Look below. Copy each line that has "applied" in it.

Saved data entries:
□ □ □

Issue #951, opened 2016-02-19
Scenario reports misleading state/result data in hooks


borsothy:
First of all, our basic setup is that we are invoking scenarios from an `Around` block, but I doubt it actually matters in this particular case.

The problem is that if an exception is raised in one of the steps, the scenario's state is not updated up until the `After` hook. If you call `scenario.passed?` in either `Around` or `AfterStep`, it returns `true`.

What happens is that `passed?` just calls `failed?`, negates the result, and returns that value. Since `failed?` returns `false` because the state of the scenario is still `:unknown`, when you call `passed?`, it's going to return `true`, which is not actual case.

Please note this is a bit similar to issue #880, but not quite the same.

mattwynne:
Around and AfterStep hooks are very different.

Around hooks actually surround the whole clump of code that executes the scenario. They are complex and personally I find them confusing to reason about. It doesn't surprise me at all if they report misleading results.

AfterStep hooks are just compiled in as `Test::Step`s so it should be straightforward to report their status.

The status of the scenario should only be `:unknown` until the first test step (that includes any `Before` hooks) has been run. After that, it should reflect the status of the last step (`passing`, `failing`).

It would be very helpful if you could look through our features and add a couple of scenarios that describe the behaviour you want and isolate these bugs. That will help them get fixed more quickly. In any case, I appreciate your taking the time to give us this feedback.

gergelyborsothy:
Sorry for the delay, I created a PR (#963) with a new scenario which I believe covers the issue I raised above.

PR #963, opened 2016-03-30
Example scenario for misleading result data in Around hook

borsothy:
Companion PR for issue #951.

### DIFF
--- a/features/docs/writing_support_code/around_hooks.feature
+++ b/features/docs/writing_support_code/around_hooks.feature
@@ -38,6 +38,36 @@ Feature: Around hooks
 
       """
 
+  Scenario: Check the failed status of a scenario in a hook
+    Given a file named "features/support/debug_hook.rb" with:
+      """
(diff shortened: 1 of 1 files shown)


mattwynne:
Thanks, this will make it a lot easier for us to get this working.

danascheider:
@gergelyborsothy Can you tag this as `@wip`? That way we can merge this without breaking Travis while we investigate the issue further.

gergelyborsothy:
@danascheider I can't apply labels 😦

danascheider:
Oh, @gergelyborsothy, I meant tag the feature as @wip, not the issue:
```gherkin
@wip
Feature: Whatever the feature is
  Scenario: Whatever the scenario is
  ...
```

danascheider:
Actually, @gergelyborsothy, never mind - I just saw a new PR changing that so `@wip` features will break the builds after all. So what we'll do with this is leave it open until the right code is added to make the feature pass.

PR #965, opened 2016-04-04
fix HTML formatter backtrace duplicate line bug

josephks:
An alternative to #910.  #910 attempts to fix the problem by altering the regular expression, which seems strange to me.  It could be that the regular expression needs fixing but I am experiencing this bug and I don't have `ENV['TM_PROJECT_DIRECTORY']` set at all.  If `ENV['TM_PROJECT_DIRECTORY']` isn't set at all why even try to match the regular expression against the input?

It should be noted that `line` is not in fact a single line.  It is the backtrace array which has already been joined with newlines.

I also noticed that the code is running `delete_if` on the array it gets from  `exception`.  Mutating objects that do not belong to us is bad practice.  A better practice would be to use `reject` instead to get a new array.  I'm keeping this PR focused on the actual bug though.

### DIFF
--- a/lib/cucumber/formatter/html.rb
+++ b/lib/cucumber/formatter/html.rb
@@ -589,13 +589,13 @@ module Cucumber
         (["#{exception.message}"] + exception.backtrace).join("\n")
       end
 
-      def backtrace_line(line)
-        line.gsub(/^([^:]*\.(?:rb|feature|haml)):(\d*).*$/) do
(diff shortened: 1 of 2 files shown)


danascheider:
Any thoughts on this @brasmusson?

mattwynne:
Thanks @josephks, especially for adding a spec as you went.

Thanks also for keeping it focussed, and if you'd like to attack either of those refactorings you suggested that would be much appreciated.

PR #972, opened 2016-04-20
Demonstrate suggested way to capture output

mattwynne:
@maxmeyer this is my suggestion for how to deal with the issue we've
been discussing in #958, at least for now.

I think I understand your issue now (it's s00oo much easier with real code
in my hands sometimes!) and what I may have missed suggesting is to use
the `@spawn` tag which uses the "tranditional" adapter for Aruba instead
of the in-process one.

This commit shows you how you'd do that.

### DIFF
--- a/features/docs/extending_cucumber/custom_formatter.feature
+++ b/features/docs/extending_cucumber/custom_formatter.feature
@@ -60,6 +60,7 @@ Feature: Custom Formatter
       {"foo"=>"bar", "one"=>"two"}
       """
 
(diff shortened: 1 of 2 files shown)


maxmeyer:
Thanks @mattwynne merged it. But yes, I think we should think about refactor the `InProcess`-runner.

dg-ratiodata:
Opened an issue to track this: https://github.com/cucumber/aruba/issues/381

PR #1257, opened 2019-08-15
FSE: Use new classnames instead of data-type selectors

noahtallen:
Affects friendly business and modern business. Also renamed one or two things to "template" from "template part".

Note that the only changes I made were in *.scss files. The .css and package lock files are autogenerated.

### Testing
1. Make sure you have both modern business and friendly business mapped to your local FSE setup
2. Make sure you have FSE active on your this site.
3. Pull this branch.
4. Activate the modern business theme.
5. Open the page editor and make sure the styles look correct. If the new selector is failing, things would be very messed up, like paragraphs in post content extending the full width of the screen.
6. Inspect the post content block and verify the style is getting applied correctly:
Screen Shot 2019-08-14 at 5 41 25 PM

7. Inspect a block nested inside the post content block and verify the style is getting applied correctly:
Screen Shot 2019-08-14 at 5 40 35 PM

8. Activate the friendly business theme. Try steps 5 through 7 with it active. (Obviously most FSE functionality doesn't work with it yet, but the post content should still show up in the right format. On a local install, FSE will also stay active if the theme is unsupported, which helps test this.)

Resolves https://github.com/Automattic/wp-calypso/issues/35246 along with https://github.com/Automattic/wp-calypso/pull/35400

### DIFF
--- a/friendly-business/package-lock.json
+++ b/friendly-business/package-lock.json
@@ -524,12 +524,12 @@
       "requires": {
         "bluebird": "3.5.3",
         "chokidar": "2.1.1",
-        "lodash": "4.17.13",
+        "lodash": "4.17.11",
         "yargs": "12.0.5"
       },
       "dependencies": {
         "lodash": {
-          "version": "4.17.13",
+          "version": "4.17.11",
           "resolved": "https://registry.npmjs.org/lodash/-/lodash-4.17.13.tgz",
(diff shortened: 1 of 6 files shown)


gwwar:
@noahtallen maybe try rebasing? Overall changes look good on wpcom, but I'm noticing the publish view has the footer menu aligned center instead of aligned left.

noahtallen:
> Should be good to merge then if you can verify we're not regressing that.

I was able to verify that the footer is left aligned on the front end, page editor, and template editor once I rebased :)

PR #1258, opened 2019-08-15
Mayland: Add new theme to repo

iamtakashi:
A refresh of Calm Business.


iamtakashi:
@danieldudzic Can you take over this?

□ □ □

RESPONSE BELOW:
6. Inspect the post content block and verify the style is getting applied correctly:
7. Inspect a block nested inside the post content block and verify the style is getting applied correctly:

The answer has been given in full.